1. Field of the Invention
The present invention relates generally to a wheel driver, and more particularly, to a wheel driver in a portable electronic device.
2. Description of the Related Art
A jog wheel allows a user to reproduce audio or video content. Recently, jog wheels have been employed as interfaces for menu selection on portable terminals, such as portable phones, music players, or Personal Digital Assistants (PDAs). For example, jog wheels are used for scrolling menu entries on a portable terminal, or for controlling the movement of a mouse pointer displayed on the portable terminal.
Typically, jog wheels have been implemented with electrical capacitive sensing or magnetic sensing. In such cases, it is necessary to provide one or more sensors (e.g., hall sensors) for sensing an electrical capacitive circuit or magnetic field around the jog wheel. Consequently, if such a jog wheel is applied to a portable terminal, the size (or thickness) of the portable terminal would increase.

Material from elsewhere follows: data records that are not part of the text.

PR #2489, opened 2026-07-15
Handle missing Pusher meta tags

adamjpena:
# Description

Updates `Utils.getPusher` to return `null` when the required Pusher meta tags are missing.

## More Details

The utils test file is also renamed from `.test.jsx` to `.spec.jsx` so it matches the project's Jest test pattern. This brings the existing coverage for the missing-meta case into the test suite and avoids an error when `window.Pusher` is present but the page has no Pusher configuration tags.

# Screenshots

Not applicable; utility/test change.


julianguyen (approved):
Thanks for this!

PR #2490, opened 2026-07-15
Remove legacy ESLint config

adamjpena:
# Description

Removes the legacy `.eslintrc` now that the client uses the ESLint flat config.

## More Details

The active config lives in `client/eslint.config.mjs`. This also drops the unused `eslint-plugin-flowtype` dev dependency and lockfile entry that were only referenced by the old config.

# Screenshots

Not applicable; config-only change.


julianguyen (approved):
Good cleanup!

Korean Patent Publication No. 10-2008-0039814 entitled “User Navigation Device and Method of Producing the Same” has proposed a jog wheel which attempts to solve the problem of resulting increased portable terminal size. FIG. 1 illustrates a circuit of an optical reflective jog wheel, and FIG. 2 illustrates a code wheel provided in the circuit of FIG. 1. The optical jog wheel 100, shown in FIG. 1, includes a turn dial 102, a pattern wheel 104, an encoder 106, a decoder 108, and a microprocessor 110. The turn dial 102 is physically coupled to the pattern wheel 104. If a user manually rotates the turn dial 102, the pattern wheel 104 is rotated. As shown in FIG. 2, reflective sections 144 and non-reflective sections 142, which are the same in width, are alternately and repeatedly provided on the pattern wheel 104.
The encoder 106 includes an emitter 120 and a detector 130. The emitter 120 includes a light source 122, such as a Light Emitting Diode (LED), and the detector 130 includes one or more optical detectors 132, such as a photodiode. Signals produced by the photodiodes 132 are processed by a signal processing circuit 134 for producing channel signals CHA and CHB.
FIG. 3A illustrates signals produced by the photodiodes 132 when the code wheel rotates counterclockwise, and FIG. 3B illustrates signals produced by the photodiodes when the code wheel rotates clockwise. Referring to FIGS. 3A and 3B, a first photodiode inputs a reference signal for confirming direction, and a second photodiode inputs a signal at a different timing. The signal input by the second photodiode is input differently depending on the rotating direction of the code wheel. The signal processing circuit 134 determines the rotating direction of the pattern wheel 104 by confirming the timing of the signal input by the second photodiode with reference to the signal input through the first photodiode.
Consequently, the above-described conventional optical reflective jog wheel requires at least two photodiodes. In addition, its response time is poor because the rotating direction of the pattern wheel 104 is determined after the signals input through the two photodiodes are confirmed.